If you wanted to you could try blending after you have made the wine in very small quantities just to see if its to your liking.


----------



## uavwmn (Jun 10, 2008)

Dominick, welcome to the Forum. Lots of free advice and tons of knowledge here. Your vines look healthy and happy.


----------



## Dominick (Jun 10, 2008)

Thanks for the replies! 


I was wondering being that I do not have any wine making equipment what would be best for me to start with. Would the "Beginners Wine Equipment Only Package" be good enough to start with?

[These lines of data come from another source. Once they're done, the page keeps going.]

PR #2386, opened 2024-09-03
Temporarily skip tests for inviting staff with azure active directory

Hassanmir92:
This is hopefully to be reverted soon. However, this specific test has started failing without impact from any new work and blocks our test suit. 

I have tested this feature on production and it has been working fine and we have had no reports of it not working since the issue started impacting our tests on 29th August 2024.


syed87 (approved):
looks good to me

PR #2387, opened 2024-09-03
Ensure emails sent in development appear in tmp/mails folder

Hassanmir92:
In development, this ensures that mails sent go into `/tmp/mail` folder for each specific email address.


syed87 (approved):
looks good to me

PR #2389, opened 2024-09-03
SPike: Enable GCP WIF on worker

saliceti:
Keep until it's implemented in the terraform module
https://trello.com/c/cQwpKIWx


saliceti:
Implemented in https://github.com/DFE-Digital/apply-for-qualified-teacher-status/pull/2441
Closing

PR #2409, opened 2024-09-20
[AQTS-578] Ability to archive staff in support console

Hassanmir92:
https://dfedigital.atlassian.net/browse/AQTS-578

1. Introducing the concept of "archived" on staff records.
2. Amending all policies to not authorize any access to any part of the support or assessor interfaces and actions to any staff  that is archived.
3. Removing archived staff from the list of staff that is displayed within the support console.


syed87 (approved):
looks good to me, the session we had going over pundit really meant this actually made sense

PR #317, opened 2026-03-19
fix(scripts): support OSMO control-plane deploys with in-cluster Redis

### LINKED ISSUE #316: fix(scripts): OSMO control-plane deploy fails when using in-cluster Redis without managed Redis
### Component

OSMO Control Plane (Helm/Kubernetes)

### Bug Description

Deploying the OSMO control plane with `--use-incluster-redis` fails when the infrastructure was provisioned with managed Redis disabled. The failure is not caused by Terraform provisioning itself. The setup flow assumes external-Redis and workload-identity secret behavior even when the deployment explicitly requests in-cluster Redis.

During repro, the setup path failed across multiple stages:

- the shared helper resolved the SecretProviderClass manifest from an invalid path
- the workload-identity SecretProviderClass still requested the Key Vault secret for managed Redis
- the Helm chart expected `redis-secret` even for the in-cluster Redis path
- the chart rendered an empty Redis `storageClassName`, leaving the PVC unbound on the target cluster
- the post-deploy dev-user bootstrap step failed even though `osmo login` itself worked

### Steps to Reproduce

1. Provision infrastructure with a sanitized configuration equivalent to the snippet below, where PostgreSQL is enabled and managed Redis is disabled.
2. Run the setup deploy for the OSMO control plane with the in-cluster Redis option.
3. Observe the setup failure and the control-plane pods not reaching a healthy state.

Commands Used:

```bash
cd infrastructure/terraform
terraform init
terraform apply -var-file=<sanitized>.tfvars

cd ../setup
./03-deploy-osmo-control-plane.sh --use-incluster-redis
```

### Expected Behavior

The deploy script should complete successfully when Terraform does not provision managed Redis and the operator explicitly requests `--use-incluster-redis`. The control-plane should install with in-cluster Redis, all pods should become `Running`, and the post-deploy configuration step should not fail on optional dev-user management behavior.

### Environment

_No response_

### Logs / Error Output

```shell
/workspace/.../infrastructure/setup/manifests/aks-secret-provider-class.yaml: No such file or directory
error: no objects passed to apply

failed to get objectType:secret, objectName:redis-primary-key
RESPONSE 404: 404 Not Found
ERROR CODE: SecretNotFound

Error: secret "redis-secret" not found

FailedBinding: no persistent volumes available for this claim and no storage class is set

Server responded with status code 404
Error message: {"detail":"Not Found"}


Relevant Configuration:

Sanitized `terraform.tfvars` excerpt used for reproduction:


environment     = "<env>"
location        = "<azure-region>"
resource_prefix = "<resource-prefix>"
instance        = "<instance>"

should_create_resource_group = true

system_node_pool_vm_size    = "<system-node-vm-size>"
system_node_pool_node_count = 1

node_pools = {
  gpu = {
    vm_size                 = "<gpu-vm-size>"
    subnet_address_prefixes = ["<gpu-subnet-cidr>"]
    node_taints             = ["nvidia.com/gpu:NoSchedule", "kubernetes.azure.com/scalesetpriority=spot:NoSchedule"]
    gpu_driver              = "Install"
    node_labels = {
      "kubernetes.azure.com/scalesetpriority" = "spot"
    }
    priority                   = "Spot"
    should_enable_auto_scaling = true
    enable_auto_scaling        = true
    min_count                  = 0
    max_count                  = 1
    zones                      = []
    eviction_policy            = "Delete"
  }
}

should_deploy_postgresql = true
should_deploy_redis      = false

should_enable_private_endpoint    = true
should_enable_private_aks_cluster = true

should_enable_public_network_access     = false
should_add_current_user_key_vault_admin = true
should_enable_microsoft_defender        = true

should_deploy_grafana = false

osmo_config = {
  should_enable_identity   = true
  should_federate_identity = true
  control_plane_namespace  = "osmo-control-plane"
  operator_namespace       = "osmo-operator"
  workflows_namespace      = "osmo-workflows"
}
```

### Checklist

- [x] I have searched existing issues for duplicates
- [x] I have read the [documentation](README.md)

fbeltrao:
## Description

Fix the OSMO control-plane setup path so `./03-deploy-osmo-control-plane.sh --use-incluster-redis` works when Terraform is applied with managed Redis disabled.

This change:

- fixes the shared manifest path resolution for the Key Vault SecretProviderClass helper
- splits SecretProviderClass rendering so managed-Redis secrets are only requested when the deployment is actually using external Redis
- creates the `redis-secret` object expected by the `osmo/service` chart in the in-cluster Redis path
- detects a default Kubernetes `StorageClass` and passes it to the chart so the Redis PVC binds instead of staying pending
- disables Redis TLS for the in-cluster Redis chart deployment to match the chart’s bundled Redis container
- makes the dev-user bootstrap step best-effort when the OSMO user-management endpoint returns `404`, while still requiring a successful `osmo login` and applying the service configuration

This PR is intentionally scoped to deployment automation and setup manifests. It does not change Terraform resource provisioning or the upstream OSMO Helm chart.

Validation performed:

- `bash -n infrastructure/setup/03-deploy-osmo-control-plane.sh shared/lib/common.sh`
- rendered `osmo/service` locally with sanitized values to verify `services.redis.storageClassName`, `services.redis.tlsEnabled`, and `redis-secret` handling
- re-ran the sanitized deployment flow:

```bash
cd infrastructure/terraform
terraform init
terraform apply -var-file=<sanitized>.tfvars

cd ../setup
./03-deploy-osmo-control-plane.sh --use-incluster-redis
kubectl get pods -n osmo-control-plane
helm list -n osmo-control-plane
```

- confirmed `service`, `router`, and `ui` Helm releases reached `deployed`
- confirmed `osmo-agent`, `osmo-delayed-job-monitor`, `osmo-logger`, `osmo-router`, `osmo-service`, `osmo-ui`, `osmo-worker`, and `redis` were `Running`

Side-effect review:

- `shared/lib/common.sh` is shared through symlinks into both `infrastructure/setup` and `data-management/setup`
- the new SecretProviderClass argument only affects the OSMO control-plane deploy caller
- `osmo_login_and_setup` is also used by the OSMO backend deploy script; the change only converts optional dev-user setup into a warning when the endpoint is unavailable
- the uninstall script already cleans up `redis-secret`, so the new in-cluster secret does not add cleanup drift

Closes #316 

## Type Of Change

- [ ] 📚 Documentation update
- [x] ♻️ Refactoring (no functional changes outside the deploy fix)

## Component(s) Affected

- [ ] `docs/` - Documentation

## Testing Performed

- [x] Terraform `apply` tested in a sanitized dev configuration

## Documentation Impact

## Bug Fix Checklist

- [x] Justification for no regression test: this repository’s deploy automation is validated through script checks, chart rendering, and live environment deploy verification rather than an automated integration test for AKS + Helm + workload identity + OSMO.

## Checklist

- [ ] Commit messages follow conventional commit format
- [x] No new linting warnings introduced that are attributable to this change

### DIFF
--- a/infrastructure/setup/03-deploy-osmo-control-plane.sh
+++ b/infrastructure/setup/03-deploy-osmo-control-plane.sh
@@ -60,6 +60,7 @@ use_local_osmo=false
 config_preview=false
 chart_version_set=false
 image_version_set=false
+redis_storage_class=""
 
 while [[ $# -gt 0 ]]; do
   case "$1" in
@@ -206,7 +207,7 @@ fi
 
 if [[ -n "$osmo_identity_client_id" ]]; then
   info "Applying SecretProviderClass for Azure Key Vault CSI driver..."
-  apply_secret_provider_class "$NS_OSMO_CONTROL_PLANE" "$keyvault" "$osmo_identity_client_id" "$tenant_id"
+  apply_secret_provider_class "$NS_OSMO_CONTROL_PLANE" "$keyvault" "$osmo_identity_client_id" "$tenant_id" "$([[ "$use_incluster_redis" == "false" ]] && echo true || echo false)"
 else
   info "Workload identity not configured; retrieving secrets from Key Vault..."
   pg_password=$(az keyvault secret show --vault-name "$keyvault" --name "psql-admin-password" --query value -o tsv)
@@ -225,6 +226,15 @@ else
       --from-literal=redis-password="$redis_key" \
       --dry-run=client -o yaml | kubectl apply -f -
   fi
+fi
+
+if [[ "$use_incluster_redis" == "true" ]]; then
+  redis_storage_class=$(detect_default_storage_class)
+  info "Creating Redis secret for in-cluster Redis..."
+  kubectl create secret generic "$SECRET_REDIS" \
+    --namespace="$NS_OSMO_CONTROL_PLANE" \
+    --from-literal=redis-password="" \
+    --dry-run=client -o yaml | kubectl apply -f -
 fi
 
 # Apply internal LB ingress if present
@@ -277,7 +287,15 @@ base_helm_args=(
 # Deploy service
 info "Deploying osmo/service..."
 helm_args=("${base_helm_args[@]}" -f "$service_values" --set "services.postgres.serviceName=$pg_fqdn" --set "services.postgres.user=$pg_user")
-[[ "$use_incluster_redis" == "false" ]] && helm_args+=(--set "services.redis.serviceName=$redis_hostname" --set "services.redis.port=$redis_port")
+if [[ "$use_incluster_redis" == "true" ]]; then
+  helm_args+=(
+    --set "services.redis.enabled=true"
+    --set "services.redis.tlsEnabled=false"
+    --set-string "services.redis.storageClassName=$redis_storage_class"
+  )
+else
+  helm_args+=(--set "services.redis.serviceName=$redis_hostname" --set "services.redis.port=$redis_port")
+fi
 [[ -n "$osmo_identity_client_id" ]] && helm_args+=(-f "$service_identity_values" --set "serviceAccount.annotations.azure\.workload\.identity/client-id=$osmo_identity_client_id")
 
 if [[ "$use_acr" == "true" ]]; then
--- a/infrastructure/setup/03-deploy-osmo-control-plane.sh
+++ b/infrastructure/setup/03-deploy-osmo-control-plane.sh
@@ -27,6 +27,7 @@ OPTIONS:
     --use-acr               Pull images from ACR deployed by 001-iac
     --acr-name NAME         Pull images from specified ACR
     --use-incluster-redis   Use in-cluster Redis instead of Azure Managed Redis
+                            (unauthenticated, non-TLS; suitable for development)
     --skip-mek              Skip MEK configuration
     --force-mek             Replace existing MEK (data loss warning)
     --mek-config-file PATH  Use existing MEK config file
@@ -60,7 +61,7 @@ use_local_osmo=false
 config_preview=false
 chart_version_set=false
 image_version_set=false
-redis_storage_class=""
+redis_storage_class="" # Will be resolved if --use-incluster-redis is set using detect_default_storage_class (requires cluster connection)
 
 while [[ $# -gt 0 ]]; do
   case "$1" in
@@ -207,7 +208,9 @@ fi
 
 if [[ -n "$osmo_identity_client_id" ]]; then
   info "Applying SecretProviderClass for Azure Key Vault CSI driver..."
-  apply_secret_provider_class "$NS_OSMO_CONTROL_PLANE" "$keyvault" "$osmo_identity_client_id" "$tenant_id" "$([[ "$use_incluster_redis" == "false" ]] && echo true || echo false)"
+  include_redis_secret=true
+  [[ "$use_incluster_redis" == "true" ]] && include_redis_secret=false
+  apply_secret_provider_class "$NS_OSMO_CONTROL_PLANE" "$keyvault" "$osmo_identity_client_id" "$tenant_id" "$include_redis_secret"
 else
   info "Workload identity not configured; retrieving secrets from Key Vault..."
   pg_password=$(az keyvault secret show --vault-name "$keyvault" --name "psql-admin-password" --query value -o tsv)
@@ -230,6 +233,7 @@ fi
 
 if [[ "$use_incluster_redis" == "true" ]]; then
   redis_storage_class=$(detect_default_storage_class)
+  warn "In-cluster Redis runs without TLS or authentication. Use it only for development environments."
   info "Creating Redis secret for in-cluster Redis..."
   kubectl create secret generic "$SECRET_REDIS" \
     --namespace="$NS_OSMO_CONTROL_PLANE" \
--- a/infrastructure/setup/manifests/aks-secret-provider-class-external-redis.yaml
+++ b/infrastructure/setup/manifests/aks-secret-provider-class-external-redis.yaml
@@ -1,8 +1,8 @@
 # SecretProviderClass for Azure Key Vault secrets sync via CSI driver
-# Syncs psql-admin-password from Key Vault to a Kubernetes secret.
+# Syncs psql-admin-password and redis-primary-key from Key Vault to Kubernetes secrets.
 #
 # Deployed by: 03-deploy-osmo-control-plane.sh (via common.sh apply_secret_provider_class)
-# Creates: db-secret (db-password key)
+# Creates: db-secret (db-password key), redis-secret (redis-password key)
 #
 # Secrets are created when pods mount the CSI volume (configured in osmo-control-plane-identity.yaml).
 #
@@ -26,9 +26,17 @@ spec:
         - |
           objectName: psql-admin-password
           objectType: secret
+        - |
+          objectName: redis-primary-key
+          objectType: secret
   secretObjects:
     - secretName: db-secret
       type: Opaque
       data:
         - objectName: psql-admin-password
           key: db-password
+    - secretName: redis-secret
+      type: Opaque
+      data:
+        - objectName: redis-primary-key
+          key: redis-password
--- a/shared/lib/common.sh
+++ b/shared/lib/common.sh
@@ -248,13 +248,21 @@ osmo_login_and_setup() {
   local service_url="${1:?service URL required}"
   local username="${2:-guest}"
   local roles="${3:-osmo-backend}"
+  local lookup_output=""
+  local lookup_status=0
+
   info "Logging into OSMO at ${service_url}..."
   osmo login "${service_url}/" --method dev --username "$username"
   info "Ensuring dev user '$username' exists with $roles role..."
-  if ! osmo user get "$username" &>/dev/null; then
-    osmo user create "$username" --roles "$roles" >/dev/null 2>&1 || warn "OSMO user management endpoint unavailable; skipping dev user setup"
+  lookup_output=$(osmo user get "$username" 2>&1) || lookup_status=$?
+
+  if [[ "$lookup_status" -eq 0 ]]; then
+    osmo user update "$username" --add-roles "$roles" >/dev/null || warn "Unable to update OSMO dev user roles; continuing"
+  elif [[ "$lookup_output" == *"404"* || "$lookup_output" == *"not found"* ]]; then
+    osmo user create "$username" --roles "$roles" >/dev/null || warn "OSMO user management endpoint unavailable; skipping dev user setup"
   else
-    osmo user update "$username" --add-roles "$roles" >/dev/null 2>&1 || warn "Unable to update OSMO dev user roles; continuing"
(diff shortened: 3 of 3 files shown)


shared/lib/common.sh
```diff
@@ -239,28 +252,32 @@ osmo_login_and_setup() {
   osmo login "${service_url}/" --method dev --username "$username"
   info "Ensuring dev user '$username' exists with $roles role..."
   if ! osmo user get "$username" &>/dev/null; then
-    osmo user create "$username" --roles "$roles"
+    osmo user create "$username" --roles "$roles" >/dev/null 2>&1 || warn "OSMO user management endpoint unavailable; skipping dev user setup"
   else
-    osmo user update "$username" --add-roles "$roles"
+    osmo user update "$username" --add-roles "$roles" >/dev/null 2>&1 || warn "Unable to update OSMO dev user roles; continuing"
   fi
```
katriendg, line 266: The user-management commands now swallow all failures (`>/dev/null 2>&1 || warn ...`), not just the 404 that motivated the change. This also affects `04-deploy-osmo-backend.sh` which calls the same function. Network errors, auth failures, and misconfiguration will all be silently downgraded to warnings with no diagnostic output.

**Suggested change:**

```bash
if ! osmo user get "$username" &>/dev/null; then
  osmo user create "$username" --roles "$roles" 2>&1 || warn "OSMO user management endpoint unavailable; skipping dev user setup"
else
  osmo user update "$username" --add-roles "$roles" 2>&1 || warn "Unable to update OSMO dev user roles; continuing"
fi
```

At minimum, keep stderr visible so the operator can see what failed before the warning. Ideally, check for a specific 404 status rather than swallowing all errors.

shared/lib/common.sh
```diff
@@ -239,28 +252,32 @@ osmo_login_and_setup() {
...
 apply_secret_provider_class() {
   local namespace="${1:?namespace required}"
   local keyvault="${2:?keyvault name required}"
   local client_id="${3:?client_id required}"
   local tenant_id="${4:?tenant_id required}"
+  local include_redis_secret="${5:-true}"
 
   local manifest_dir
-  manifest_dir="$(cd "$(dirname "${BASH_SOURCE[0]}")/../.." && pwd)/infrastructure/setup/manifests"
+  manifest_dir="$(cd "$(dirname "${BASH_SOURCE[0]}")/.." && pwd)/manifests"
```
katriendg, line 280: 💡 The path change from `../../` to `..` fixes the broken resolution when `BASH_SOURCE[0]` follows the symlink path (`infrastructure/setup/lib/common.sh` → `shared/lib/common.sh`). This works because bash consistently preserves the symlink path in `BASH_SOURCE`. Worth a brief inline comment noting this expectation, since the function lives in `shared/lib/` but resolves paths relative to its symlinked location.

shared/lib/common.sh
```diff
@@ -163,6 +163,19 @@ detect_service_url() {
...
+
+  storage_class=$(kubectl get storageclass -o jsonpath='{range .items[?(@.metadata.annotations.storageclass\.kubernetes\.io/is-default-class=="true")]}{.metadata.name}{"\n"}{end}' 2>/dev/null | head -n 1)
+
+  if [[ -z "$storage_class" ]]; then
+    storage_class=$(kubectl get storageclass default -o jsonpath='{.metadata.name}' 2>/dev/null || true)
+  fi
+
+  [[ -n "$storage_class" ]] || fatal "No default StorageClass detected for in-cluster Redis"
+  echo "$storage_class"
+}
```
katriendg, line 177: 💡 The annotation-based lookup is the correct primary approach. The fallback to a literal `storageclass default` name is unlikely to trigger on AKS (default classes are named `managed-csi` or `managed-csi-premium`), but it's a harmless safety net. The `fatal` exit on complete failure is appropriate.

infrastructure/setup/03-deploy-osmo-control-plane.sh
```diff
@@ -206,7 +207,7 @@ fi
 
 if [[ -n "$osmo_identity_client_id" ]]; then
   info "Applying SecretProviderClass for Azure Key Vault CSI driver..."
-  apply_secret_provider_class "$NS_OSMO_CONTROL_PLANE" "$keyvault" "$osmo_identity_client_id" "$tenant_id"
+  apply_secret_provider_class "$NS_OSMO_CONTROL_PLANE" "$keyvault" "$osmo_identity_client_id" "$tenant_id" "$([[ "$use_incluster_redis" == "false" ]] && echo true || echo false)"
```
katriendg: 💡 The double-negation ("if NOT in-cluster, then include redis is true") is hard to parse at a glance. Consider extracting to a variable:

```bash
include_redis_secret=$([[ "$use_incluster_redis" == "false" ]] && echo true || echo false)
apply_secret_provider_class "$NS_OSMO_CONTROL_PLANE" "$keyvault" "$osmo_identity_client_id" "$tenant_id" "$include_redis_secret"
```

infrastructure/setup/03-deploy-osmo-control-plane.sh
```diff
@@ -227,6 +228,15 @@ else
   fi
 fi
 
+if [[ "$use_incluster_redis" == "true" ]]; then
+  redis_storage_class=$(detect_default_storage_class)
+  info "Creating Redis secret for in-cluster Redis..."
+  kubectl create secret generic "$SECRET_REDIS" \
+    --namespace="$NS_OSMO_CONTROL_PLANE" \
+    --from-literal=redis-password="" \
+    --dry-run=client -o yaml | kubectl apply -f -
```
katriendg, line 241: The in-cluster Redis path creates a secret with an empty password and disables TLS. This is expected for the chart's bundled Redis container, but it means the Redis instance has no authentication or encryption in transit. For dev/test this is fine. If `--use-incluster-redis` is ever used in production, this becomes a security gap.

Consider adding a brief note in the `--help` text for `--use-incluster-redis` (e.g., "Uses an unauthenticated, non-TLS Redis instance suitable for development environments").

infrastructure/setup/03-deploy-osmo-control-plane.sh
```diff
@@ -60,6 +60,7 @@ use_local_osmo=false
 config_preview=false
 chart_version_set=false
 image_version_set=false
+redis_storage_class=""
```
katriendg: 💡 `redis_storage_class` isn't populated until after config-preview exits. The preview shows "in-cluster" for Redis mode but can't confirm a suitable StorageClass exists. Moving the `detect_default_storage_class` call before the preview block (when `use_incluster_redis` is true) would close this gap, or the preview can note "storage class: resolved at deploy time".

infrastructure/setup/manifests/aks-secret-provider-class-external-redis.yaml
```diff
@@ -0,0 +1,42 @@
...
+    - secretName: db-secret
+      type: Opaque
+      data:
+        - objectName: psql-admin-password
+          key: db-password
+    - secretName: redis-secret
+      type: Opaque
+      data:
+        - objectName: redis-primary-key
+          key: redis-password
```
katriendg, line 42: 💡 The new manifest is the old unified manifest verbatim. The base manifest now has the redis section removed. This means ~80% shared content across two files. Any change to the postgres secret sync or CSI driver config needs updating in both.

Not blocking — the current approach is straightforward and reduces script complexity vs. template manipulation. Just noting the maintenance trade-off.

katriendg (changes requested):
Good work — the PR correctly addresses all five failure modes from #316. Code follows codebase conventions (idempotent kubectl, `--dry-run=client` pattern, `set -o errexit -o nounset`), passes `bash -n` and `shellcheck` cleanly, and the live deploy validation is solid.

**One requested change:** Address the error-swallowing in `osmo_login_and_setup` (see inline comment on `shared/lib/common.sh` L255–258). At minimum, remove `>/dev/null` so stderr is visible to operators. The remaining inline comments are non-blocking suggestions.

**What looks good:**
- Idempotent secret creation via `--dry-run=client -o yaml | kubectl apply -f -`
- Correct use of `--set-string` for `storageClassName` (prevents Helm type coercion)
- `tf_get` (soft) for optional redis outputs vs `tf_require` for required values
- Annotation-based StorageClass detection with `fatal` fallback
- No cleanup drift — uninstall script already handles `redis-secret`

shared/lib/common.sh
fbeltrao: Updated `osmo_login_and_setup` so it only creates the dev user when the lookup fails with a 404-style response. Other lookup failures now keep the CLI diagnostics visible and skip user setup instead of being silently downgraded to a warning.



When user does not exists it returns:
`Server responded with status code 400 Error message: User guest1 not found Error code: 400`

shared/lib/common.sh
fbeltrao: Added a brief inline comment in `apply_secret_provider_class` explaining that `BASH_SOURCE[0]` preserves the symlinked `infrastructure/setup/lib` path, so `../manifests` resolves from the setup directory as intended.

shared/lib/common.sh
fbeltrao: Ok if I leave as-is?

infrastructure/setup/03-deploy-osmo-control-plane.sh
fbeltrao: Extracted the `include_redis_secret` flag before calling `apply_secret_provider_class` so the external Redis condition reads directly.

infrastructure/setup/03-deploy-osmo-control-plane.sh
fbeltrao: Added the development-only security note to `--use-incluster-redis` help text and a runtime warning before creating the in-cluster Redis secret.

infrastructure/setup/03-deploy-osmo-control-plane.sh
fbeltrao: We need to select between
a) Displaying the redis_storage_class during a `--config-preview`. Pros: it validates the storage class for in cluster Redis. Cons: complexity; adding a new reasons for the script to fail (not being able to connect to cluster)
b) Do not display `redis_storage_class` during a `--config-preview`. Pros: code is simpler; not fails if cluster connection is not available. Cons: we don't display resolved storage class.

I have implemented a), happy to change if the added complexity is worth it.

infrastructure/setup/manifests/aks-secret-provider-class-external-redis.yaml
fbeltrao: @katriendg, would you suggest us templating the file (or other solution), or leave as is for now?

katriendg: I believe we can leave as-is, not a huge thing.

shared/lib/common.sh
katriendg: Totally

infrastructure/setup/03-deploy-osmo-control-plane.sh
katriendg: LGTM

katriendg (approved):
Thanks for the updates, looks good to merge.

I wont mix these grapes, ill make them straight and see how that goes being that this is my first time making wine. Someone gave me a sicilian wine recipe to try but I dont want to hurt my first batch of wine, id rather keep it natural. -


----------



## OilnH2O (Jun 10, 2008)

Welcome to the forum, Dom





With regard to the type of wine kit and your questions, don't hesitate to just give George a call. He will be happy to help, and will NOT sell you anything you don't need. Plus, he can give you a discount and might even suggest a kit wine to try just as a way to break in your equipment and get a little experience before your own grapes ripen.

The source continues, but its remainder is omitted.